Go Back
+ servings
Simple Creamy Chicken Pesto Pasta with Spinach

Simple Creamy Chicken Pesto Pasta with Spinach in Just 30 Minutes

This Simple Creamy Chicken Pesto Pasta with Spinach is a quick, delicious, and family-friendly dinner solution made in just 30 minutes.
Prep Time 10 minutes
Cook Time 20 minutes
Total Time 30 minutes
Servings: 4 servings
Course: Dinner
Cuisine: Italian
Calories: 600

Ingredients
  

For the Pasta
  • 8 oz Pasta Any short shape like penne or rotini.
For the Chicken
  • 2 breasts Chicken Breasts Slice thinly for even cooking.
  • 2 tbsp Olive Oil Substitute with any cooking oil.
For the Sauce
  • 2 tbsp Butter Use a plant-based alternative for a dairy-free option.
  • 1 tsp Garlic Powder Adjust to taste.
  • 2 tbsp All-Purpose Flour Gluten-free flour can be used.
  • 1 cup Chicken Broth Substitute with vegetable broth for vegetarian option.
  • 1 cup Heavy Cream Use half-and-half for a lighter choice.
  • ½ cup Pesto Store-bought or homemade.
  • 1 tbsp Lemon Juice Fresh juice is recommended.
  • ½ cup Sun-Dried Tomatoes Omit if preferred.
For the Greens
  • 4 cups Fresh Baby Spinach Swap with kale or swiss chard if desired.
For Topping
  • ½ cup Parmesan Cheese Optional for flavor.

Equipment

  • Large pot
  • Skillet
  • Spatula
  • meat thermometer

Method
 

Step-by-Step Instructions
  1. Begin by filling a large pot with water and bringing it to a rolling boil. Add salt and toss in your pasta. Cook according to package instructions until al dente, around 8-10 minutes, reserving ½ cup of pasta water before draining.
  2. Season thinly sliced chicken breasts with garlic powder, salt, and pepper.
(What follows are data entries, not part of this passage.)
PR #352, opened 2021-11-04
remove use of feature specific to cassandra-proto fork

rukai:
* Simplifies the implementation
* Removes dependency on feature added in our cassandra-proto fork (in upstream Row.metadata and Row.row_content are private)
* Less allocation


conorbros:
Are we able to test that function?

rukai:
We already have test_result_codec, which sends a return value decodes and encodes a return value.
That should cover this function.

benbromhead:
Can we remove dependence on our fork altogether or is this just one part.

rukai:
This is just step one on our side. I've also made some PRs for things we need on their side

benbromhead (approved):

conorbros (approved):

PR #353, opened 2021-11-04
Tee config fixes and tests

conorbros:


shotover-proxy/src/transforms/tee.rs
```diff
@@ -26,29 +26,65 @@ pub struct Tee {
 pub enum ConsistencyBehavior {
     Ignore,
     FailOnMismatch,
-    SubchainOnMismatch(Vec<TransformsConfig>),
```
rukai, line 29: Why didnt this work?
This approach seems simpler and better UX.

conorbros: Because we can't use `behavior: SubchainOnMismatch: failchain:` in YAML

rukai: That sounds wrong to me, what happens if you serialize ConsistencyBehaviour::SubchainOnMismatch to yaml

PR #382, opened 2021-11-23
Cassandra integration test improvements

rukai:
* unify test_pass_through/test_passthrough naming to always be test_passthrough
* improve the cassandra test infrastructure
    + The cassandra-cpp API doesnt provide a good way to access structured result data so I had to roll my own
        - https://docs.rs/cassandra-cpp/0.17.0/cassandra_cpp/struct.Value.html
        - https://docs.rs/cassandra-cpp/0.17.0/cassandra_cpp/struct.CassResult.html
    + With the addition of `assert_query_result` we can now easily make assertions about the entire result.
* test_cassandra_standalone is replaced with test_passthrough which actually runs tests on shotover instead of just starting it.


shotover-proxy/tests/cassandra_int_tests/basic_driver_tests.rs
```diff
@@ -2,63 +2,93 @@ use crate::helpers::ShotoverManager;
...
+            ValueType::INT => ResultValue::Int(value.get_i64().unwrap()),
+            ty => todo!(
+                "The test infrastructure hasnt implemented the type {} yet, you should add it.",
+                ty
+            ),
+        }
+    }
+}
+
+fn assert_query_result(session: &Session, query: Statement, expected_rows: &[&[ResultValue]]) {
```
conorbros, line 29: I'd put this in `cassandra_int_tests/mod.rs`

conorbros (approved):
Only one non-blocking comment. LGTM!

shotover-proxy/tests/cassandra_int_tests/basic_driver_tests.rs
rukai: yeah, that makes sense to me

benbromhead (approved):

PR #384, opened 2021-11-23
Easy win in test runtime

rukai:
from my vaguely scientific testing I came up with the following table:

```
optimizations      get/set loop     test_pass_through time to complete
--release          1                3.5s
--release          10000            3.5s
all opt=3          1                4.0s
deps opt=3         1                4.5s
none               1                6.0s
deps opt=3         10000            15s
none               10000            30s
```

* `--release` - I ran with `test --release`, includes all the crazy release optimizations like LTO and stuff
* `deps opt=3` - set debug mode to have just the dependencies at opt-level=3, all other optimizations unchanged.
* `all opt=3` - set debug mode to have everything at opt-level=3, all other optimizations unchanged.

## get/set loop iterations
reducing the number of iterations in this loop is a very easy win.
However I've decided to keep the number of iterations at 10000 in release as it can handle that many just fine and it acts as a nice stress test.

Also opted to make a bunch of other loops make use of this constant too. This gives a nice win on the clustering integration tests which werent represented in the table.

## optimizations

using --release for local iterative testing is unusable because the LTO takes forever to build. (Although on CI it is incredibly valuable for testing how real shotover runs.)

To improve the total runtime of `cargo test` we could set debug builds to opt 3 for only the deps this is a potentially useful sweet spot that is worth considering:
*   takes 1s off every redis int test.
*   shouldnt affect iterative compile times
*   The one downside is that stacktraces in dependencies wont be as useful.

Because of this one downside I've left this change out of this PR.
However as the number of tests grow I might want to revisit this and possibly enable opt-level=3 for our dependencies in debug mode.

## Wins
Compare this recent CI run to the CI run for this PR:
image

And running `cargo test` locally on my machine:
* main branch - 10m 2s
* this branch - 4m 30s

### DIFF
--- a/shotover-proxy/tests/redis_int_tests/basic_driver_tests.rs
+++ b/shotover-proxy/tests/redis_int_tests/basic_driver_tests.rs
@@ -14,6 +14,14 @@ use crate::helpers::ShotoverManager;
 use shotover_proxy::tls::TlsConfig;
 use test_helpers::docker_compose::DockerCompose;
 
+// Debug rust is pretty slow, so keep the stress test small.
+// CI runs in both debug and release so the larger iteration count does get run there.
+#[cfg(debug_assertions)]
+const STRESS_TEST_MULTIPLIER: usize = 1;
+
+#[cfg(not(debug_assertions))]
+const STRESS_TEST_MULTIPLIER: usize = 100;
+
 async fn test_args(connection: &mut Connection) {
     redis::cmd("SET")
         .arg("key1")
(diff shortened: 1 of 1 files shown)


conorbros (approved):

benbromhead (changes requested):
The problem I have with this is we've had bugs in the past that only got uncovered when we ran tests with the `--release` flag (nasty timing based bugs).

So as it stands I'm -1 on this change.

If we could decouple `--release` tests to not block mergeing and we could run it as a daily test. I would be happy to turn this into a +1. This approach would also be good to move benchmarks into a daily pattern as well.

rukai:
I'm confused. Im not proposing to remove --release from CI.
I think its really valuable.
The only change I'm proposing at the moment are the changes in the PR.

benbromhead (approved):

Heat olive oil and butter in a skillet over medium-high heat. Cook chicken for 5-6 minutes on each side until golden and cooked through. Remove and let rest before slicing.
  3. In the same skillet, reduce heat and add all-purpose flour. Stir into drippings and cook for 1 minute. Gradually pour in chicken broth, scraping the skillet for flavor. Cook until it begins to thicken, about 2-3 minutes.
  4. Lower the heat; stir in heavy cream, pesto, and lemon juice. Mix until fully combined and let simmer for 4-5 minutes until slightly thickened.
  5. Add fresh baby spinach to the sauce, stirring until it wilts down in 2-3 minutes.
  6. Add drained pasta to the skillet, tossing to coat. Adjust consistency with reserved pasta water if necessary. Top with sliced chicken and Parmesan cheese before serving.

Nutrition

Serving: 1servingCalories: 600kcalCarbohydrates: 45gProtein: 30gFat: 35gSaturated Fat: 20gPolyunsaturated Fat: 5gMonounsaturated Fat: 10gCholesterol: 150mgSodium: 800mgPotassium: 600mgFiber: 3gSugar: 5gVitamin A: 5000IUVitamin C: 15mgCalcium: 200mgIron: 3mg

Notes

For best results, cook pasta al dente and use a meat thermometer to ensure chicken is cooked through. Adjust sauce consistency as needed with reserved pasta water.

Tried this recipe?

Let us know how it was!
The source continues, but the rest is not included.